Issue #87, opened 2019-10-31
Add transactions support to MongoDB


yaron2:
## Describe the proposal

Implement the Transactions interface for MongoDB.
That would make MondoDB be able to operate multi-operation transactions and be certified for an Actor state store for Dapr.

PR #111, opened 2019-11-07
Adding transactions support to MongoDB

shalabhms:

○ ○ ○ ○ ○

* Instructions to follow:
Every line in the entries above that has the word "support" should be identified and copied.

* Output for this exercise:
Add transactions support to MongoDB
Adding transactions support to MongoDB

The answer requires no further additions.